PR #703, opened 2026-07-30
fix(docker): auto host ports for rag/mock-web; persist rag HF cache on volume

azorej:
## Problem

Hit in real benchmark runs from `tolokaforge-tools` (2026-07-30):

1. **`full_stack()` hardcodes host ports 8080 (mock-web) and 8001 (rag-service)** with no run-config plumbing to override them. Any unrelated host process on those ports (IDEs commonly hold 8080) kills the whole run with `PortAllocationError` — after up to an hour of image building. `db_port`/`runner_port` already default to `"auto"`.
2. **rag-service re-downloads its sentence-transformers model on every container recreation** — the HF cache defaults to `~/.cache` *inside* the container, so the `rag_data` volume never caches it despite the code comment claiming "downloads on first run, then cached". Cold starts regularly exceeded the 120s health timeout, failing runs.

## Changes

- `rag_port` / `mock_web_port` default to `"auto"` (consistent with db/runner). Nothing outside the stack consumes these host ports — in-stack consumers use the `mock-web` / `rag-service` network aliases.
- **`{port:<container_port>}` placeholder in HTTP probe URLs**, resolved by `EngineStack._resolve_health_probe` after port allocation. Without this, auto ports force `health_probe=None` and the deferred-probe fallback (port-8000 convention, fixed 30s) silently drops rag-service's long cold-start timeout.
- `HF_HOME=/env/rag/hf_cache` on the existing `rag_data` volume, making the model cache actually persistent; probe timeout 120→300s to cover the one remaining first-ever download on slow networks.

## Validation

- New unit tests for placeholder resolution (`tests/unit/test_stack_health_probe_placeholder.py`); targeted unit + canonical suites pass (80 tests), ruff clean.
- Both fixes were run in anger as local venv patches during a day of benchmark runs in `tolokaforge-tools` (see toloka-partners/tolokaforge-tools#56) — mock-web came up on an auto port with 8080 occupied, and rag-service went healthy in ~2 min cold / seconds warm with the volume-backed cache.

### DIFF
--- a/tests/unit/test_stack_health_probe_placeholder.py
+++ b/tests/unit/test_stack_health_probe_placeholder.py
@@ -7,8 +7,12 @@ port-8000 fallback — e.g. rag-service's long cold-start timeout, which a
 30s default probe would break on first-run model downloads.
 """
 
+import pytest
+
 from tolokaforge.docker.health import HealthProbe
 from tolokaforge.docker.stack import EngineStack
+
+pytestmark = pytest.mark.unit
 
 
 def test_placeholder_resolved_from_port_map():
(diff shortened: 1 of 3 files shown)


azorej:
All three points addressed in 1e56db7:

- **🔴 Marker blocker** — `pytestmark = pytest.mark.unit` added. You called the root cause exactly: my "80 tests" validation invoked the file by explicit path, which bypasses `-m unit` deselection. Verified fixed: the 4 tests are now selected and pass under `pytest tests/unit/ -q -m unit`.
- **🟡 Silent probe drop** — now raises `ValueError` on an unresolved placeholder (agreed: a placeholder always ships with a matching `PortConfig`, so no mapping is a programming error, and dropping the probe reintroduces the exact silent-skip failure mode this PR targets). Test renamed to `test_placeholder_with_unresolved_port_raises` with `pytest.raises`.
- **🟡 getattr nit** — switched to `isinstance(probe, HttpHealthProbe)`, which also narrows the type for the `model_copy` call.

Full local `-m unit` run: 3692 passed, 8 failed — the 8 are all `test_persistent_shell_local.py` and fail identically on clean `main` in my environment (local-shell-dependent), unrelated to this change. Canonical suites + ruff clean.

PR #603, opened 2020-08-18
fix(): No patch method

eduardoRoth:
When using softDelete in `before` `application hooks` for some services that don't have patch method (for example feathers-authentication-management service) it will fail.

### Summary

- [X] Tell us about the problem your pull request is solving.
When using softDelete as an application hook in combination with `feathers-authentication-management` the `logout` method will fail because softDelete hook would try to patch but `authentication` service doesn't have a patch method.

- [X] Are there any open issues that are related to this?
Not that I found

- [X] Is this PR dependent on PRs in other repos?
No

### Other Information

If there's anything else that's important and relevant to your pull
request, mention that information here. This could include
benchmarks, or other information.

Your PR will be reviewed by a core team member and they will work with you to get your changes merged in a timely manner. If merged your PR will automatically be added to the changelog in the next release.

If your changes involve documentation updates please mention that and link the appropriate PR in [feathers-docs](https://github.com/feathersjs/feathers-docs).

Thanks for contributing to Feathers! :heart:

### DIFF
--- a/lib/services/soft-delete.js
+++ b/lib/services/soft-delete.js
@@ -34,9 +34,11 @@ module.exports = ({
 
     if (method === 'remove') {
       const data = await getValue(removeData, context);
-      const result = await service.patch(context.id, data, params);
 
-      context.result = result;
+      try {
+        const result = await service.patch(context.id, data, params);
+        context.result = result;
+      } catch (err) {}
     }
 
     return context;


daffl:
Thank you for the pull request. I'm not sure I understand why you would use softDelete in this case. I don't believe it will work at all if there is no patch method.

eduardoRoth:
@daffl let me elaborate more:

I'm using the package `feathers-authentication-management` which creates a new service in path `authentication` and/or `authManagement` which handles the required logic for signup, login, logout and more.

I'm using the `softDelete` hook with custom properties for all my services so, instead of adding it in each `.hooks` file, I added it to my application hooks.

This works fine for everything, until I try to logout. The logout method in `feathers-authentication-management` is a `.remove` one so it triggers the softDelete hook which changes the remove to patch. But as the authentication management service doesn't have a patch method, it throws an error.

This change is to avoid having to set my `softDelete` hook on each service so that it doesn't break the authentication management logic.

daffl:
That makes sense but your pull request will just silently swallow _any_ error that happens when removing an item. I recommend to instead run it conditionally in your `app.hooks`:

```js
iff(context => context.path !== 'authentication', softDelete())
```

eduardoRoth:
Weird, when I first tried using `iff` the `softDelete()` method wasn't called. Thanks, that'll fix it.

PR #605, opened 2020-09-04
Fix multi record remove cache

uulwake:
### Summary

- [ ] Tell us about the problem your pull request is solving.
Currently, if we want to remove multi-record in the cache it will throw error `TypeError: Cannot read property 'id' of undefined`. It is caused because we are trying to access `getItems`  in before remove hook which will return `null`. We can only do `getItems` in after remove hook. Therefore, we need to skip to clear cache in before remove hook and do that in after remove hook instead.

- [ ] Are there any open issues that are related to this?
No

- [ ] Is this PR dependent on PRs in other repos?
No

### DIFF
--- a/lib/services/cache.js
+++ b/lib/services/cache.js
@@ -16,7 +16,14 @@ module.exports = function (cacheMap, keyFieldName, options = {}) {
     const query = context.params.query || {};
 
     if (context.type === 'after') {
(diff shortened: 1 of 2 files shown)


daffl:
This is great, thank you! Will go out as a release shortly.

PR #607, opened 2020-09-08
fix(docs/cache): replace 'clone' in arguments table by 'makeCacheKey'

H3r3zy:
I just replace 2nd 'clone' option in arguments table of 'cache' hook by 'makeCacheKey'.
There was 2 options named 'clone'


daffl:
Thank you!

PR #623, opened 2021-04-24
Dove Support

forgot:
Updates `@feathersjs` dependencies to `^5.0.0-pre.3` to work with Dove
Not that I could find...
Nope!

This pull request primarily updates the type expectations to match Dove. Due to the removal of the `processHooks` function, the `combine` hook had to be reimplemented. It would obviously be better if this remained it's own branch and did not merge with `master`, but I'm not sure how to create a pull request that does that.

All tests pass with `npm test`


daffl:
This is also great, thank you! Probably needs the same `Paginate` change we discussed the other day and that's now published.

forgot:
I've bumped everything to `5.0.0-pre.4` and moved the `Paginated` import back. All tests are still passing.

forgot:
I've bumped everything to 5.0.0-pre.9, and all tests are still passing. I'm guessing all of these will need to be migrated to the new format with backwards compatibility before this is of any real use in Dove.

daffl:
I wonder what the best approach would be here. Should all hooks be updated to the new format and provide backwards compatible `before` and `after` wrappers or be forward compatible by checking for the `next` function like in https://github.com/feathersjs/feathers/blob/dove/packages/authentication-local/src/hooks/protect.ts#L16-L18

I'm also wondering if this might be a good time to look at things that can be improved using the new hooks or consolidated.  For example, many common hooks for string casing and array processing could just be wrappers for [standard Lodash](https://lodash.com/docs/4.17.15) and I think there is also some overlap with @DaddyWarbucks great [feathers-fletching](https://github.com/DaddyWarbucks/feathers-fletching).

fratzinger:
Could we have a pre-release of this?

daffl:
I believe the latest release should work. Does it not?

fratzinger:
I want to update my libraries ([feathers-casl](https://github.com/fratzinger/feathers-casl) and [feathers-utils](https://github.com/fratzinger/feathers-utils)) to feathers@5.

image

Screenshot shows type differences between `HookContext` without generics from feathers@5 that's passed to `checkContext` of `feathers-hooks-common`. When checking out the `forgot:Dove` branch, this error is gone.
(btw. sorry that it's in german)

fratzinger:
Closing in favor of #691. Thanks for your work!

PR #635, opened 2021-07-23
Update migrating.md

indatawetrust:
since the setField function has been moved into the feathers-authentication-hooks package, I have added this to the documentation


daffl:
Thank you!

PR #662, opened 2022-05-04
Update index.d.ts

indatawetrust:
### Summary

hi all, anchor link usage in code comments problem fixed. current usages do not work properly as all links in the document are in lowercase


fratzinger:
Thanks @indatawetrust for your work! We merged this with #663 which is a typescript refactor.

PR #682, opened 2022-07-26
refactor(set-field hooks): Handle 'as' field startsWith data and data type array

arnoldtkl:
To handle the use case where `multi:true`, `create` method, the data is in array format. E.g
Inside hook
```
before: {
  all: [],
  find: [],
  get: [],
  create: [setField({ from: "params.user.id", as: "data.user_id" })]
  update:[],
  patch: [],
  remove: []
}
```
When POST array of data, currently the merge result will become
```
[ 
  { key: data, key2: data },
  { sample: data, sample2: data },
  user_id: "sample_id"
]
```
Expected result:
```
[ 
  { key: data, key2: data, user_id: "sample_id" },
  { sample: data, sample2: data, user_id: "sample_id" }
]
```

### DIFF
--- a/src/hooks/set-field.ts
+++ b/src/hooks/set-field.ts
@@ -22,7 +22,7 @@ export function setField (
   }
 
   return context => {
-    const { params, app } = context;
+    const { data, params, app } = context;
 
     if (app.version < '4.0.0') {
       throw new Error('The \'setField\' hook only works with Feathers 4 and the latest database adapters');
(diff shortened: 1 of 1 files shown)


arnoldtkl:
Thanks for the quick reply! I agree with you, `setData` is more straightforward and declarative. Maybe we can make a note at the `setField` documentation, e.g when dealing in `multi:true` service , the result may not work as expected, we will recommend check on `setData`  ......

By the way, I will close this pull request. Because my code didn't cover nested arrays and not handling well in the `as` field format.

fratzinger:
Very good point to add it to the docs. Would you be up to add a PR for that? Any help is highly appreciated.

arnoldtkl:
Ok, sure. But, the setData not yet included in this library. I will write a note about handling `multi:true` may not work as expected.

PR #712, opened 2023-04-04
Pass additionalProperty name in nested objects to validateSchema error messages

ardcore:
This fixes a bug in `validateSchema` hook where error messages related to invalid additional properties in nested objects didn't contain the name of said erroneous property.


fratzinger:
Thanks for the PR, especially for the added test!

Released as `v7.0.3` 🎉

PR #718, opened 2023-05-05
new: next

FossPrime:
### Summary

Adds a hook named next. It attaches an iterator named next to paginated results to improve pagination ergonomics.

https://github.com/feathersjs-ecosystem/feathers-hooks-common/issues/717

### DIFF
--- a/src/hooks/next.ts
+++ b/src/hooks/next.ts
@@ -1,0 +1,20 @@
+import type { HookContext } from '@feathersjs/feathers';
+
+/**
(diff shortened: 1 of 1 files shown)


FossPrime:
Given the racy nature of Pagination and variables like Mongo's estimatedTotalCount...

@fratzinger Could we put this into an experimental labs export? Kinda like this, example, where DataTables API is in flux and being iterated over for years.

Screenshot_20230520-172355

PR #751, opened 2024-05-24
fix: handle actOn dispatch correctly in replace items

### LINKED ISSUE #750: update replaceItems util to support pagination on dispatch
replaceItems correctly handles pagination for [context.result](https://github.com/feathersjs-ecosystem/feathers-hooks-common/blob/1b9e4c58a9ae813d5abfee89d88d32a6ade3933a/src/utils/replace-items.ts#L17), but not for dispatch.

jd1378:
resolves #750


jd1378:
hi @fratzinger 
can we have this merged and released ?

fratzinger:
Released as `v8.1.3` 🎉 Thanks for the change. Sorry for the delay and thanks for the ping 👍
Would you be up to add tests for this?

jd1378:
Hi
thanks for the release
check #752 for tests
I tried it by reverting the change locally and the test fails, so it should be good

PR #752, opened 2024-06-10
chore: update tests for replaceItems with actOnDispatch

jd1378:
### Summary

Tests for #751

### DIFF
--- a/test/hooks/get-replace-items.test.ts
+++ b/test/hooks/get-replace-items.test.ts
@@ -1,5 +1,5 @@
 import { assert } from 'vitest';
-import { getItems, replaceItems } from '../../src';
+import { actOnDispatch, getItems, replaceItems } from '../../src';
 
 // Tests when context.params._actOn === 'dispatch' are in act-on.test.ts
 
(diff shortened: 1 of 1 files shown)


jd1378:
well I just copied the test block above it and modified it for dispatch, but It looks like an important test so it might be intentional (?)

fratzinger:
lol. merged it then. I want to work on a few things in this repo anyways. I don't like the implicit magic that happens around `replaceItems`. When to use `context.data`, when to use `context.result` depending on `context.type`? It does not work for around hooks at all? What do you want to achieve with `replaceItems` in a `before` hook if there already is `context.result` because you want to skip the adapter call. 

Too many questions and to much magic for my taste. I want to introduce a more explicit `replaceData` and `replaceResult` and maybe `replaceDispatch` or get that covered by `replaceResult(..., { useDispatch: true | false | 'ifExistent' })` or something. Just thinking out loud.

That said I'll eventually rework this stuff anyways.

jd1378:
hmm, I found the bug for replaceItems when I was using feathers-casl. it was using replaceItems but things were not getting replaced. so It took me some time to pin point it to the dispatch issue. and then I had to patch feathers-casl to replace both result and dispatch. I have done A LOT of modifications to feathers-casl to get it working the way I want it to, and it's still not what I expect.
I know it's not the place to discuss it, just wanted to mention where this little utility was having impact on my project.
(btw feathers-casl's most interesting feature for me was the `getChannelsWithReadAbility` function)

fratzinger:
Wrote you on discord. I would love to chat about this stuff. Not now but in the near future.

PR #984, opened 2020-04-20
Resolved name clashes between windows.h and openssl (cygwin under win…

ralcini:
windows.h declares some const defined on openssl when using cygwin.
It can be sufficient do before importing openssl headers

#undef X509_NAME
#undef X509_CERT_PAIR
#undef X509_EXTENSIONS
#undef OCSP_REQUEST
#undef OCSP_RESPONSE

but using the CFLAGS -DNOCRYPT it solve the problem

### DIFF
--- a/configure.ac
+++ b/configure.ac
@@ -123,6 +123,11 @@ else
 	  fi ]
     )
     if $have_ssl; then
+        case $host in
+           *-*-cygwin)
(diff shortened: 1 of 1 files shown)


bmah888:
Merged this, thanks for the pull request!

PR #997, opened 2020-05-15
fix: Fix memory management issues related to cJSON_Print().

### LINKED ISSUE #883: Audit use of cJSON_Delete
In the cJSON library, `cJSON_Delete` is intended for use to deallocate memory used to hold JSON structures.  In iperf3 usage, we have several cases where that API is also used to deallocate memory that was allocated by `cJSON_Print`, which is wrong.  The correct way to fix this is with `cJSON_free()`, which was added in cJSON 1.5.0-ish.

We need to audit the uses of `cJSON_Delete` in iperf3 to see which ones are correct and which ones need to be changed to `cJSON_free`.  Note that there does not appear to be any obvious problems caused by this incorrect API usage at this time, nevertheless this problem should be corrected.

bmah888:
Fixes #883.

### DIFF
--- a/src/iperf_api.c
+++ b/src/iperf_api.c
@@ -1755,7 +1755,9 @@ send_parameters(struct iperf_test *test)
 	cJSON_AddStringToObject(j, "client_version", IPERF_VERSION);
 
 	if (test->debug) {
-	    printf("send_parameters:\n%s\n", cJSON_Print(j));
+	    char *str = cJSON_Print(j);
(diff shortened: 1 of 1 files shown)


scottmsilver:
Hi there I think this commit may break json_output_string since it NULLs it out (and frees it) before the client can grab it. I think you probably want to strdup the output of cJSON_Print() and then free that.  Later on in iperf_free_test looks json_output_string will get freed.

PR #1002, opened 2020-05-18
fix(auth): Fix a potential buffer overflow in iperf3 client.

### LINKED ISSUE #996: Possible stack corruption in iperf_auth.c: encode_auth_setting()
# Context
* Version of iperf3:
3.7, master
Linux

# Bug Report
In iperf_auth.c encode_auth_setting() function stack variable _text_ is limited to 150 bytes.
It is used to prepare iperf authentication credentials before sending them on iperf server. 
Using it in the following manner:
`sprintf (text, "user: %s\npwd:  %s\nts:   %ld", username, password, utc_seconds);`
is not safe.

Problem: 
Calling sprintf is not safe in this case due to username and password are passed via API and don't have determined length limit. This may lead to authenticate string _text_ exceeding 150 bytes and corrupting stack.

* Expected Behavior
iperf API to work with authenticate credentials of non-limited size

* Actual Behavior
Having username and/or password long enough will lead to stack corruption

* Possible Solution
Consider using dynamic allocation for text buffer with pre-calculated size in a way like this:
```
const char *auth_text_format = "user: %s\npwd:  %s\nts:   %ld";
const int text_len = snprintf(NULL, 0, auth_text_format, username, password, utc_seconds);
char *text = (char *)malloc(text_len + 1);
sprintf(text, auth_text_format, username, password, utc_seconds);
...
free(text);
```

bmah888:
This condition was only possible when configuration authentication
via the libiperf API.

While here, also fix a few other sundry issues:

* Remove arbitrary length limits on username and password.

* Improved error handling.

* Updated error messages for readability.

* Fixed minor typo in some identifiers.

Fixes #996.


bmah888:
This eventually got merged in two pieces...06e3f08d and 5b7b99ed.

--------

## PROMPT
Using only the listing above, restate exactly the lines from the line containing "Hit in real" through the line containing "## Validation", both included.

## OUTPUT OF THE TASK
Hit in real benchmark runs from `tolokaforge-tools` (2026-07-30):

1. **`full_stack()` hardcodes host ports 8080 (mock-web) and 8001 (rag-service)** with no run-config plumbing to override them. Any unrelated host process on those ports (IDEs commonly hold 8080) kills the whole run with `PortAllocationError` — after up to an hour of image building. `db_port`/`runner_port` already default to `"auto"`.
2. **rag-service re-downloads its sentence-transformers model on every container recreation** — the HF cache defaults to `~/.cache` *inside* the container, so the `rag_data` volume never caches it despite the code comment claiming "downloads on first run, then cached". Cold starts regularly exceeded the 120s health timeout, failing runs.

## Changes

- `rag_port` / `mock_web_port` default to `"auto"` (consistent with db/runner). Nothing outside the stack consumes these host ports — in-stack consumers use the `mock-web` / `rag-service` network aliases.
- **`{port:<container_port>}` placeholder in HTTP probe URLs**, resolved by `EngineStack._resolve_health_probe` after port allocation. Without this, auto ports force `health_probe=None` and the deferred-probe fallback (port-8000 convention, fixed 30s) silently drops rag-service's long cold-start timeout.
- `HF_HOME=/env/rag/hf_cache` on the existing `rag_data` volume, making the model cache actually persistent; probe timeout 120→300s to cover the one remaining first-ever download on slow networks.

## Validation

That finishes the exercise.